This repository implements the Liger Kernels, originally implemented for PyTorch in Triton, to JAX using jax-triton.
At the moment, we focus on the fused linear cross entropy kernel, combining the linear output layer and the cross entropy loss computation in a single kernel. A key part of this kernel is that the input tensor of the logits is overwritten in-place with the gradients for the logits. This is done to save memory, as the logits are not needed after the loss computation. We use the in-place changed tensor to compute the gradients for the weights and bias.
However, this in-place operation may not be visible to the XLA compiler, and the weights and bias gradients may be computed using the original logits tensor instead of the gradients tensor.

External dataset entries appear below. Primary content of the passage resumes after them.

PR #5337, opened 2026-08-08
Stop DG injection reading past a coarse cell's children

### LINKED ISSUE #5452: Unskip DG0 injection tests
Skipped in the PR: https://github.com/firedrakeproject/firedrake/pull/5451
Should be fixed by https://github.com/firedrakeproject/firedrake/pull/5337

pbrubeck:
# Description

Adaptive refinement gives coarse cells different numbers of children. `coarse_cell_to_fine_node_map`
pads the short rows with -1, and DG injection read out of bounds through those entries.

Fixes #5452

## Changes

- `coarse_cell_to_fine_node_map` fills each padded slot with a copy of the cell's first child, so
  every entry is a valid node.
- The DG injection kernel receives each coarse cell's child count and skips the padded slots.
  Without this, the copies would count a child twice.
- On extruded meshes, the map lists every layer of one child before the next child, so the padded
  slots always come last.
- `coarse_node_to_fine_node_map` now fills its padding on every rank, and raises on every rank if a
  coarse node has no candidates. Previously each rank decided alone, so ranks could disagree
  (@connorjward's point on #5288).
- The -1 padding rule is documented once, on `HierarchyBase.coarse_to_fine_cells`.

## Tests

- `test_dg_injection_conserves_mass`: injecting a random DG function must preserve its integral over
  every coarse cell. It fails if the kernel does not skip the padded slots.
- `test_dg_injection_conserves_mass_extruded`: the same check on an extruded hierarchy. It fails
  with the old layer ordering.

The adaptive test meshes grow to `UnitSquareMesh(4, 4)` and `UnitCubeMesh(2, 2, 2)`, so that child
counts vary across the mesh.


tests/firedrake/multigrid/test_adaptive_multigrid.py
```diff
@@ -356,6 +358,137 @@ def test_DG0(mh, operator):
...
+        # refined one has several. The macro-cell map pads the short rows.
+        # Only the levels that leave some cells alone exercise that padding.
+        padded |= bool((mh.coarse_to_fine_cells[level] < 0).any())
+
+        V_coarse = FunctionSpace(mh[level], family, degree)
+        V_fine = FunctionSpace(mh[level + 1], family, degree)
+
+        u_fine = Function(V_fine)
+        rng = np.random.default_rng(42 + mh[0].comm.rank)
+        u_fine.dat.data_wo[:] = rng.standard_normal(u_fine.dat.data_wo.shape)
```
pbrubeck:
```suggestion
        u_fine = rg.uniform(V_fine)
```

tests/firedrake/multigrid/test_adaptive_multigrid.py
```diff
@@ -356,6 +358,137 @@ def test_DG0(mh, operator):
...
+    holds the constants. Test that projection against the constant 1, and
+    the integral of the injected function over a coarse cell must equal the
+    integral of the fine function over that cell's children.
+
+    A random fine function makes this test bite. The step function that
+    `test_DG0` injects is constant on a unit domain. Injecting a constant
+    only checks that the children's volumes add up to the coarse cell's
+    volume. It passes even when the kernel integrates over the wrong set
+    of children.
+    """
```
pbrubeck, line 409:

A quick fix solution for some cases is to add trivial operations to the computation graph, which add dependencies between the kernel output (the loss) and the in-place changed tensor (the gradients). While this solution works for the test cases presented in this repository, we found them not to be robust and fail for training a LLM like Llama on multi-GPU setups.
To reproduce the issue, install the provided conda environment. Note that some packages may not be needed as these kernels have been originally developed in a larger code base, but we leave in all packages to ensure that the environment is as close as possible to the original.
Then, run the following command:
py.test liger_kernels/On a single H100, the following tests fail:
E AssertionError:
E Not equal to tolerance rtol=0.001, atol=0.001
E x does not match.
E Mismatched elements: 64 / 64 (100%)
E Max absolute difference: 8.978701
E Max relative difference: 3.5081427
E x: array([[[ 0. , 0. , 0. , 0. , 0. ,
E 0. , 0. , 0. , 0. , 0. ,
E 0. , 0. , 0. , 0. , 0. ,...
E y: array([[[ 5.581061, 1.939753, -8.217423, -3.024954, 1.263693,
E -0.965958, -2.374573, -3.700714, 1.441338, 5.212865,
E 1.691312, -2.802538, 0.788894, 2.426594, 1.609066,...
...
E AssertionError:
E Not equal to tolerance rtol=0.001, atol=0.001
E bias does not match.
E Mismatched elements: 50303 / 50304 (100%)
E Max absolute difference: 1113.0697
E Max relative difference: 1.021621
E x: array([2.207514e-05, 6.792242e-06, 4.502681e-05, ..., 1.321617e-05,
E 6.920744e-06, 6.079221e-06], dtype=float32)
E y: array([ 155.37679 , -146.15147 , 338.65143 , ..., 24.157772,
E -141.7925 , -174.98781 ], dtype=float32)
...
FAILED liger_kernels/test_liger_fused_linear_cross_entropy.py::test_liger_fused_linear_cross_entropy[False-float32-True-1-4-32-16] - AssertionError:
FAILED liger_kernels/test_liger_fused_linear_cross_entropy.py::test_liger_fused_linear_cross_entropy[False-float32-True-4-2048-50304-1024] - AssertionError:
FAILED liger_kernels/test_liger_fused_linear_cross_entropy.py::test_liger_fused_linear_cross_entropy[False-bfloat16-True-1-4-32-16] - AssertionError:
FAILED liger_kernels/test_liger_fused_linear_cross_entropy.py::test_liger_fused_linear_cross_entropy[False-bfloat16-True-4-2048-50304-1024] - AssertionError:
======================================================== 4 failed, 16 passed in 24.69s ========================================================All tests pass if add_trivial_operations=True.
If add_trivial_operations=False, the gradients are incorrectly computed when the bias is used (which seems to be by chance, ie that for this computation graph, the compiler changes the order).
The returned results above suggest that the logits have been used instead of the input gradients to calculate the gradients of the bias, as the gradients are much larger than expected.
This suggests an incorrect scheduling of the operations in the compiled function.